To do
The answer is every line in the data below that contains the word "abortHandler".

--- Material shown Enclosed Below ---

PR #4706, opened 2022-12-12
feat(core): recover mls conversation from quick sync 404 error [FS-1172]

PatrykBuniX:
Adds logic for `MLS` conversation to recover from `404` error in quick sync flow.

### DIFF
--- a/packages/core/src/Account.ts
+++ b/packages/core/src/Account.ts
@@ -637,6 +637,13 @@ export class Account<T = any> extends EventEmitter {
       }
     });
 
+    const handleMissedNotifications = async (notificationId: string) => {
+      if (this.cryptoProtocolConfig?.mls && this.backendFeatures.supportsMLS) {
+        await this.service?.conversation.handleEpochMissmatch();
+      }
+      return onMissedNotifications(notificationId);
+    };
+
     const processNotificationStream = async (abortHandler: AbortHandler) => {
       // Lock websocket in order to buffer any message that arrives while we handle the notification stream
       this.apiClient.transport.ws.lock();
@@ -648,7 +655,7 @@ export class Account<T = any> extends EventEmitter {
           await handleNotification(notification, source);
           onNotificationStreamProgress(progress);
         },
-        onMissedNotifications,
+        handleMissedNotifications,
         abortHandler,
       );
       this.logger.log(`Finished processing notifications ${JSON.stringify(results)}`, results);
--- a/packages/core/src/Account.ts
+++ b/packages/core/src/Account.ts
@@ -639,7 +639,7 @@ export class Account<T = any> extends EventEmitter {
 
     const handleMissedNotifications = async (notificationId: string) => {
       if (this.cryptoProtocolConfig?.mls && this.backendFeatures.supportsMLS) {
-        await this.service?.conversation.handleEpochMissmatch();
+        await this.service?.conversation.handleEpochMismatch();
       }
       return onMissedNotifications(notificationId);
     };
--- a/packages/core/src/conversation/ConversationService/ConversationService.test.ts
+++ b/packages/core/src/conversation/ConversationService/ConversationService.test.ts
@@ -176,19 +176,6 @@ describe('ConversationService', () => {
       } as Conversation;
     };
 
-    it('tries to re-join when not established yet conversation found', async () => {
-      const [conversationService, {apiClient}] = buildConversationService();
-
-      const mlsConversation = createConversation(1);
-      const mockedDBResponse: Conversation[] = [mlsConversation];
-      jest.spyOn(apiClient.api.conversation, 'getConversationList').mockResolvedValueOnce({found: mockedDBResponse});
-
-      jest.spyOn(conversationService, 'isMLSConversationEstablished').mockResolvedValueOnce(false);
-
-      await conversationService.handleEpochMismatch();
-      expect(conversationService.joinByExternalCommit).toHaveBeenCalledWith(mlsConversation.qualified_id);
-    });
-
     it('re-joins multiple not-established conversations', async () => {
       const [conversationService, {apiClient}] = buildConversationService();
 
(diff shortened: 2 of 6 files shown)


packages/core/src/Account.ts
```diff
@@ -637,6 +637,13 @@ export class Account<T = any> extends EventEmitter {
       }
     });
 
+    const handleMissedNotifications = async (notificationId: string) => {
+      if (this.cryptoProtocolConfig?.mls && this.backendFeatures.supportsMLS) {
+        await this.service?.conversation.handleEpochMissmatch();
```
atomrc, line 642:
```suggestion
        await this.service?.conversation.handleEpochMismatch();
```

packages/core/src/conversation/ConversationService/ConversationService.ts
```diff
@@ -403,4 +404,38 @@ export class ConversationService {
   public async wipeMLSConversation(groupId: Uint8Array): Promise<void> {
     return this.mlsService.wipeConversation(groupId);
   }
+
+  public isMLSConversation(conversation: Conversation): conversation is MLSConversation {
+    const {protocol, epoch, group_id} = conversation;
+    return protocol === ConversationProtocol.MLS && epoch !== undefined && group_id !== undefined;
+  }
+
+  public async handleEpochMissmatch() {
```
atomrc, line 413:
```suggestion
  public async handleEpochMismatch() {
```

packages/core/src/conversation/ConversationService/ConversationService.ts
```diff
@@ -403,4 +406,48 @@ export class ConversationService {
   public async wipeMLSConversation(groupId: Uint8Array): Promise<void> {
     return this.mlsService.wipeConversation(groupId);
   }
+
+  public async handleEpochMismatch() {
+    this.logger.info(`There were some missed messages, handling possible epoch missmatch in MLS conversations.`);
```
atomrc, line 411:
```suggestion
    this.logger.info(`There were some missed messages, handling possible epoch mismatch in MLS conversations.`);
```

PatrykBuniX: I always missssss correct spelling here 😅

packages/core/src/messagingProtocols/mls/types.ts
```diff
@@ -74,3 +75,9 @@ export interface CryptoProtocolConfig<T = any> {
   /** if set to true, will use experimental proteus encryption/decryption library (core-crypto). If not set will fallback to the legacy proteus library (cryptobox) */
   proteus?: boolean;
 }
+
+export type MLSConversation = Conversation & {
```
atomrc, line 79: 👌

packages/core/src/conversation/ConversationService/ConversationService.test.ts
```diff
@@ -154,6 +162,98 @@ describe('ConversationService', () => {
...
+
+      const mlsConversation = createConversation(1);
+      const mockedDBResponse: Conversation[] = [mlsConversation];
+      jest.spyOn(apiClient.api.conversation, 'getConversationList').mockResolvedValueOnce({found: mockedDBResponse});
+
+      jest.spyOn(conversationService, 'isMLSConversationEstablished').mockResolvedValueOnce(false);
+
+      await conversationService.handleEpochMismatch();
+      expect(conversationService.joinByExternalCommit).toHaveBeenCalledWith(mlsConversation.qualified_id);
+    });
```
atomrc, line 190: I think this test is not necessary as it's also covered by the following test `'re-joins multiple not-established conversations'`

packages/core/src/conversation/ConversationService/ConversationService.test.ts
```diff
@@ -154,6 +162,98 @@ describe('ConversationService', () => {
...
+
+      const mockedDBResponse: Conversation[] = [mlsConversation];
+      jest.spyOn(apiClient.api.conversation, 'getConversationList').mockResolvedValueOnce({found: mockedDBResponse});
+
+      jest.spyOn(conversationService, 'isMLSConversationEstablished').mockResolvedValueOnce(true);
+      jest.spyOn(mlsService, 'getEpoch').mockResolvedValueOnce(2);
+
+      await conversationService.handleEpochMismatch();
+      expect(conversationService.joinByExternalCommit).toHaveBeenCalledWith(mlsConversation.qualified_id);
+    });
```
atomrc, line 221: Also this one is redundant with the next one

packages/core/src/conversation/ConversationService/ConversationService.ts
```diff
@@ -403,4 +406,48 @@ export class ConversationService {
...
+        const isEpochMismatched = BigInt(clientStoredEpoch) !== BigInt(epoch);
+
+        //if there's no match -> try to rejoin
+        if (isEpochMismatched) {
+          this.logger.info(
+            `MLS conversation with id ${
+              qualifiedId.id
+            } was found in the database, epoch mismatch detected {client: ${String(
+              clientStoredEpoch,
+            )}, backend: ${String(epoch)}}, joining via external commit`,
```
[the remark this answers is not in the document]
PatrykBuniX: Cool 😄

packages/core/src/conversation/ConversationService/ConversationService.ts
```diff
@@ -403,4 +406,48 @@ export class ConversationService {
...
+      for (const {qualified_id: qualifiedId, group_id: groupId, epoch} of mlsConversations) {
+        const isEstablished = await this.isMLSConversationEstablished(groupId);
+        if (!isEstablished) {
+          this.logger.info(
+            `MLS conversation with id ${qualifiedId.id} was found in the database, but not established yet, joining via external commit`,
+          );
+          //if conversation was found bot not yet established, join
+          await this.joinByExternalCommit(qualifiedId);
+          continue;
+        }
```
atomrc, line 430: I wonder if we could simplify the logic a tiny bit. Since we always want to call `joinByExternalCommit` whether the conversation is a mismatch OR is not established. 

I'm wondering: what does `getEpoch` returns if the conversation is not established? Does it return some special value (like -1) or does it throw?

PatrykBuniX: Good point, I'll check it out 👍

atomrc: we could probably do something along those lines

```js
if (!isEstablished(conv) || isEpochMismatch(conv, newEpoch) {
  joinByExternal(conv)
}
```
WDYT?

PatrykBuniX: It seems that `getEpoch` throws an error when it cannot find conversation with given `groupId`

--- End of Enclosed Material shown ---

Answer to this task
     const processNotificationStream = async (abortHandler: AbortHandler) => {
         abortHandler,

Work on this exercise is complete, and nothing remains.